Sayid eased himself onto the bottom tier of the trolley as Max threw the sheet across the top so that it draped over the whole thing.
He poked his head under the corner of the sheet. “Stay dead quiet until I come and get you.”
“This is no time for making jokes, Max!”
“I’m not. He’s going to come through those doors, so whatever you do-don’t move!” Max told him.
Sayid lay rigid, clutching the clothes bundle to his chest as Max dropped the sheet corner back.
Inside the mortuary Max eased the door closed so the lock didn’t catch, its edge resting against the frame; then he climbed under the trolley as he had shown Sayid. This sheet was shorter than the last. It wouldn’t cover the length of his body or the whole trolley. Max pulled off his boots and socks and rolled his cargo pants to his knees. Tucking a boot under each armpit, he lay down on the top of the trolley, pulled the sheet over his head and straightened himself out, as if at attention, determined not to move. The cold air on his bare feet made him want to rub them together. They would be drained of warmth and blood any minute now. Placing his heels together, he let each foot drop away naturally from the other. No sooner had he settled his breathing than he heard the swing doors whisper open.
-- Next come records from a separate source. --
PR #132, opened 2021-03-31
WIP: option add and option delete

dalmia:
- [x] support for deleting option
- [x] resets correct option to first option if correct option was deleted
- [x] does not allow deleting option if question has only 2 options - shows error toast
- [x] shows dialog box in ItemEditor before deleting
- [x] fixed sideIcon to startIcon in TextNumber, Textarea and TextInput components
- [x] Added new endIcon in TextInput
- [x] Added some missing documentation stuff for old components


dalmia:
Created PR to master by mistake

PR #135, opened 2021-04-02
Disable add question button when no video URL

dalmia:


src/components/Editor/ItemEditor.vue
```diff
@@ -187,8 +187,8 @@ export default {
       default: 0,
       type: Number,
     },
-    isPublished: {
-      // whether the plio has been published or not
+    isDisabled: {
+      // whether it is allowed to interact with the item editor
```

Max prayed Sayid didn’t lose his nerve.
5
The man who moved almost silently down the last couple of floors had spent more than half his lifetime in the French Foreign Legion. His young life of violent crime had been officially forgotten with no questions asked when the Legion accepted him that day in Marseilles twenty years ago. They gave him a new identity and, more importantly for him and others like him, a new family-the Legion. When he left that legendary fighting force he found better-paid work that utilized his specialist skills.
The Legion had given him the name Corentin, a Celtic Breton name meaning “hurricane,” and he had the strength and energy of a storm. But he had stealth as well as power, and now he moved lightly along the half-lit corridors. Despite there being no obvious signs of either boy, Corentin’s instincts told him someone had been behind those swing doors. Having easily convinced the nurse he’d left the building, he had worked his way methodically downwards. Now he’d heard something move. He carried a concealed 9-mm semiautomatic pistol-a Glock 18-and a short-bladed fighting knife. Close-quarters unarmed combat was part of his armory, but he wouldn’t need any of these weapons or skills. He was hunting kids, not killers.
Sayid smothered his face into the bundle on his chest, desperately hoping that his shallow breathing would not be heard. Under the edge of the sheet he could see soft-soled black boots. Whether it was the stress and fear of the situation or still the effects of the drugs, Sayid began to feel faint.